Find the line in the entries below that contains "I tend to agree". Repeat it exactly, and every line after it through the line that contains "-from esphome.const import".

═══

PR #8027, opened 2024-12-31
[nextion] Brightness control tweaks

kbx81:

I noticed recently that my displays would "pop" their brightness to 100% and then immediately reduce it back down (as configured) shortly after boot. I realized that this is because we were *always* setting the brightness as part of start-up. Since I'm managing display brightness...another way...this behavior is not desirable. This PR only sets the display brightness at start-up if `brightness` is in the config -- otherwise, it leaves it alone.

In addition, this PR adds an action which can be used to set the brightness (as opposed to having to use a lambda).

I've labeled this as a breaking change only because it *may* result in a change of behavior when `brightness` is not set in config. That said, I believe the displays default to 100% brightness unless the `dims` command was used on the display at some point to change it.

## Types of changes

- [x] Other

- fixes <link to issue>

- esphome/esphome-docs#4550

## Test Environment

- [x] ESP32
- [ ] ESP32 IDF
- [ ] ESP8266
- [ ] RP2040
- [ ] BK72xx
- [ ] RTL87xx

```yaml
# Example config.yaml

```

## Checklist:

### DIFF
--- a/esphome/components/nextion/automation.h
+++ b/esphome/components/nextion/automation.h
@@ -49,6 +49,23 @@ class TouchTrigger : public Trigger<uint8_t, uint8_t, bool> {
   }
 };
 
+template<typename... Ts> class NextionSetBrightnessAction : public Action<Ts...> {
+ public:
+  explicit NextionSetBrightnessAction(Nextion *component) : component_(component) {}
+
+  TEMPLATABLE_VALUE(float, brightness)
+
+  void play(Ts... x) override {
+    this->component_->set_brightness(this->brightness_.value(x...));
+    this->component_->set_backlight_brightness(this->brightness_.value(x...));
+  }
+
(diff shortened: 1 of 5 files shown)


edwardtfn:
Looks good.
Also during the connection this cmponent sends a commands to restart the display, which is a bit annoying... I will see if I find some time to look at that later (in another PR) as I think it should do the bare minimum changes when establishing a connection
Any thoughts on that?

kbx81:
> Looks good.

Thanks for taking a look! If it's good with you, as a code owner, feel free to mark "approved". 😄

> Also during the connection this cmponent sends a commands to restart the display, which is a bit annoying... I will see if I find some time to look at that later (in another PR) as I think it should do the bare minimum changes when establishing a connection Any thoughts on that?

I tend to agree -- or at least make it a flag so the user can enable/disable the behavior to fit their use case.

edwardtfn (approved):

jesserockz (approved):

PR #8030, opened 2025-01-01
Add support for the DAC on the S2

### LINKED ISSUE #4123: I2S Media Player not working for ESP32 S2 based boards
Because the ESP32 S2 does not contain an internal DAC the mediaplayer will fail to compile even when a external DAC is being used  because the i2s_dac_mode_t struct isn't available.

See: https://github.com/espressif/esp-idf/blob/b04e33256df3a6149e75a4704393322b9149df6c/components/driver/deprecated/driver/i2s_types_legacy.h#L130

Example of it being used regardless of the target IC:
https://github.com/esphome/esphome/blob/72b294333287658ecf8577de5cafd05a901d7921/esphome/components/i2s_audio/i2s_audio_media_player.h#L28

maraid:

Added support for DAC on the S2.
Start using dac_oneshot.h instead of the deprecated dac.h

## Types of changes

- [ ] Other

- fixes [4123](https://github.com/esphome/esphome/issues/4123)

- esphome/esphome-docs#4552

## Test Environment

- [x] ESP32
- [x] ESP32 IDF
- [ ] ESP8266
- [ ] RP2040
- [ ] BK72xx
- [ ] RTL87xx

```yaml
esp32:
  board: esp32-s2-saola-1
  framework:
    type: esp-idf
output:
  - platform: esp32_dac
     pin: GPIO17
     id: dac1_output

```

## Checklist:

### DIFF
--- a/esphome/components/esp32_dac/output.py
+++ b/esphome/components/esp32_dac/output.py
@@ -5,7 +5,7 @@ import esphome.codegen as cg
 from esphome.core import CORE
 from esphome.components.esp32 import get_esp32_variant
 from esphome.components.esp32.const import VARIANT_ESP32S2
-from esphome.const import CONF_ID, CONF_NUMBER, CONF_PIN, KEY_CORE, KEY_TARGET_FRAMEWORK
+from esphome.const import CONF_ID, CONF_NUMBER, CONF_PIN
 
 DEPENDENCIES = ["esp32"]
 
--- a/esphome/components/esp32_dac/output.py
+++ b/esphome/components/esp32_dac/output.py
@@ -1,18 +1,27 @@
+import esphome.codegen as cg
+import esphome.config_validation as cv
 from esphome import pins
 from esphome.components import output
-import esphome.config_validation as cv
-import esphome.codegen as cg
 from esphome.components.esp32 import get_esp32_variant
-from esphome.components.esp32.const import VARIANT_ESP32S2
+from esphome.components.esp32.const import VARIANT_ESP32, VARIANT_ESP32S2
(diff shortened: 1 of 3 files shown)


esphome/components/esp32_dac/output.py
```diff
@@ -2,14 +2,17 @@
...
+from esphome.components.esp32 import get_esp32_variant
+from esphome.components.esp32.const import VARIANT_ESP32S2
 from esphome.const import CONF_ID, CONF_NUMBER, CONF_PIN
 
 DEPENDENCIES = ["esp32"]
 
 
 def valid_dac_pin(value):
+    valid_pins = (17, 18) if get_esp32_variant() == VARIANT_ESP32S2 else (25, 26)
     num = value[CONF_NUMBER]
```
jesserockz: Something like this would be a little better and easier to understand
```suggestion
DAC_PINS = {
  VARIANT_ESP32: (25, 26),
  VARIANT_ESP32S2: (17, 18),
}

def valid_dac_pin(value):
    variant = get_esp32_variant()
    if (valid_pins := DAC_PINS.get(variant)) is None:
        raise cv.Invalid(f"DAC is not supported on {variant})
    num = value[CONF_NUMBER]
```

jesserockz (changes requested):

esphome/components/esp32_dac/output.py
maraid: Added, thanks

maraid:
https://github.com/esphome/issues/issues/3787

jesserockz (approved):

═══

#### PROBLEM SOLUTION
I tend to agree -- or at least make it a flag so the user can enable/disable the behavior to fit their use case.

edwardtfn (approved):

jesserockz (approved):

PR #8030, opened 2025-01-01
Add support for the DAC on the S2

### LINKED ISSUE #4123: I2S Media Player not working for ESP32 S2 based boards
Because the ESP32 S2 does not contain an internal DAC the mediaplayer will fail to compile even when a external DAC is being used  because the i2s_dac_mode_t struct isn't available.

See: https://github.com/espressif/esp-idf/blob/b04e33256df3a6149e75a4704393322b9149df6c/components/driver/deprecated/driver/i2s_types_legacy.h#L130

Example of it being used regardless of the target IC:
https://github.com/esphome/esphome/blob/72b294333287658ecf8577de5cafd05a901d7921/esphome/components/i2s_audio/i2s_audio_media_player.h#L28

maraid:

Added support for DAC on the S2.
Start using dac_oneshot.h instead of the deprecated dac.h

## Types of changes

- [ ] Other

- fixes [4123](https://github.com/esphome/esphome/issues/4123)

- esphome/esphome-docs#4552

## Test Environment

- [x] ESP32
- [x] ESP32 IDF
- [ ] ESP8266
- [ ] RP2040
- [ ] BK72xx
- [ ] RTL87xx

```yaml
esp32:
  board: esp32-s2-saola-1
  framework:
    type: esp-idf
output:
  - platform: esp32_dac
     pin: GPIO17
     id: dac1_output

```

## Checklist:

### DIFF
--- a/esphome/components/esp32_dac/output.py
+++ b/esphome/components/esp32_dac/output.py
@@ -5,7 +5,7 @@ import esphome.codegen as cg
 from esphome.core import CORE
 from esphome.components.esp32 import get_esp32_variant
 from esphome.components.esp32.const import VARIANT_ESP32S2
-from esphome.const import CONF_ID, CONF_NUMBER, CONF_PIN, KEY_CORE, KEY_TARGET_FRAMEWORK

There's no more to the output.